[[ The data, beginning ]]

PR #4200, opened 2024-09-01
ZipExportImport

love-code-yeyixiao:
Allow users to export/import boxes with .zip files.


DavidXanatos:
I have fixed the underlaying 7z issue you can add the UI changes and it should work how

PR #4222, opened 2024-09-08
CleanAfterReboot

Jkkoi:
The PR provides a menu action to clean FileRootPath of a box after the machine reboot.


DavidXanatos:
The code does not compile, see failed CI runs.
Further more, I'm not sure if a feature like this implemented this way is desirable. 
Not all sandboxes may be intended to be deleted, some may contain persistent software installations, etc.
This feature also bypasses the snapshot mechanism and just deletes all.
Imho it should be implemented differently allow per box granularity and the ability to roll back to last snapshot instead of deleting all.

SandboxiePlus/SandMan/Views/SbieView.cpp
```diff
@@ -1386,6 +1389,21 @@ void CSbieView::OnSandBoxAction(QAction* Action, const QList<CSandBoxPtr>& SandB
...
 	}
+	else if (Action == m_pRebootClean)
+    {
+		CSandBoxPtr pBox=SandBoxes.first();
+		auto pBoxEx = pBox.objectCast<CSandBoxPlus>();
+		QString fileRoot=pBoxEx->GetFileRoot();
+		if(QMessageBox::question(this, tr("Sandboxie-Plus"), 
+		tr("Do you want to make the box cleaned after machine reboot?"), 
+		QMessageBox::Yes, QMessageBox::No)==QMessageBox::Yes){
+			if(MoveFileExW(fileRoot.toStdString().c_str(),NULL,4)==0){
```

[[ The data, end ]]

Exercise objective:
Please copy out the data above exactly.

Written response:
PR #4200, opened 2024-09-01
ZipExportImport

love-code-yeyixiao:
Allow users to export/import boxes with .zip files.


DavidXanatos:
I have fixed the underlaying 7z issue you can add the UI changes and it should work how

PR #4222, opened 2024-09-08
CleanAfterReboot

Jkkoi:
The PR provides a menu action to clean FileRootPath of a box after the machine reboot.


DavidXanatos:
The code does not compile, see failed CI runs.
Further more, I'm not sure if a feature like this implemented this way is desirable. 
Not all sandboxes may be intended to be deleted, some may contain persistent software installations, etc.
This feature also bypasses the snapshot mechanism and just deletes all.
Imho it should be implemented differently allow per box granularity and the ability to roll back to last snapshot instead of deleting all.

SandboxiePlus/SandMan/Views/SbieView.cpp
```diff
@@ -1386,6 +1389,21 @@ void CSbieView::OnSandBoxAction(QAction* Action, const QList<CSandBoxPtr>& SandB
...
 	}
+	else if (Action == m_pRebootClean)
+    {
+		CSandBoxPtr pBox=SandBoxes.first();
+		auto pBoxEx = pBox.objectCast<CSandBoxPlus>();
+		QString fileRoot=pBoxEx->GetFileRoot();
+		if(QMessageBox::question(this, tr("Sandboxie-Plus"), 
+		tr("Do you want to make the box cleaned after machine reboot?"), 
+		QMessageBox::Yes, QMessageBox::No)==QMessageBox::Yes){
+			if(MoveFileExW(fileRoot.toStdString().c_str(),NULL,4)==0){
```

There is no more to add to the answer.